§ WHAT YOU ARE ASKED TO DO
Go through the records and report each line holding the string "parentId".

++++ MATERIAL FOR THE TASK ++++

Issue #357, opened 2024-02-20
Add ability to get parent ID in feature from features endpoint


garrettjstevens:
From Havana, when they process the changes, they need the parent ID of a changed feature. This could possibly be added in `packages/apollo-common/src/FeatureChange.ts`.

@shashankbrgowda, could you expand a bit more on the use case for this?

shashankbrgowda:
We need to add parent id attribute when we process the change (Coordinate change / Attribute change etc.) 
or retain the "Parent" field in the attributes which is present in gff, so that when we get feature its already available.

```
1	ensembl_havana	exon	177280412	177282422	.	+	.	Parent=transcript:ENST00000361539;Name=ENSE00001166070;constitutive=0;ensembl_end_phase=-1;ensembl_phase=2;exon_id=ENSE00001166070;rank=8;version=9
```

garrettjstevens:
We're going to go the route of obtaining the parent ID from the endpoint call instead.

In `packages/apollo-collaboration-server/src/features/features.controller.ts` `@Get(':featureid')` endpoint, add the ability to have a URL parameter that requests that the parent ID be returned as well (e.g. `/features/624ab4c0f8ac0187ed22b563?parentId=true`).

In `packages/apollo-collaboration-server/src/features/features.service.ts`, first the parent feature is queried from the database and then if the requested feature is a child feature, it returns that sub-document of the parent feature. We will add an option if parentId is true and the requests feature is a child feature, then the parent ID is added to childFeature.attributes before returning it.

garrettjstevens:
After discussion, the we're going to try a different solution and see how the two compare. The new solution we are going to try is having a URL parameter called `topLevel`, used like: `features/624ab4c0f8ac0187ed22b563?topLevel=true`. Then instead of just returning the feature and its children, it will return the top-level parent feature of this feature and all its children.

PR #361, opened 2024-02-26
Add ability to get parent ID in feature from features endpoint

shashankbrgowda:
Fixes https://github.com/GMOD/Apollo3/issues/357


shashankbrgowda:
Fixed by https://github.com/GMOD/Apollo3/pull/456

PR #371, opened 2024-03-21
Get config.json from collaboration server

kyostiebi:
Apollo tracks are now retrieved from Mongo and saved in config.json


kyostiebi:
I just pushed an updated version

++++

§ REPLY
In `packages/apollo-collaboration-server/src/features/features.controller.ts` `@Get(':featureid')` endpoint, add the ability to have a URL parameter that requests that the parent ID be returned as well (e.g. `/features/624ab4c0f8ac0187ed22b563?parentId=true`).
In `packages/apollo-collaboration-server/src/features/features.service.ts`, first the parent feature is queried from the database and then if the requested feature is a child feature, it returns that sub-document of the parent feature. We will add an option if parentId is true and the requests feature is a child feature, then the parent ID is added to childFeature.attributes before returning it.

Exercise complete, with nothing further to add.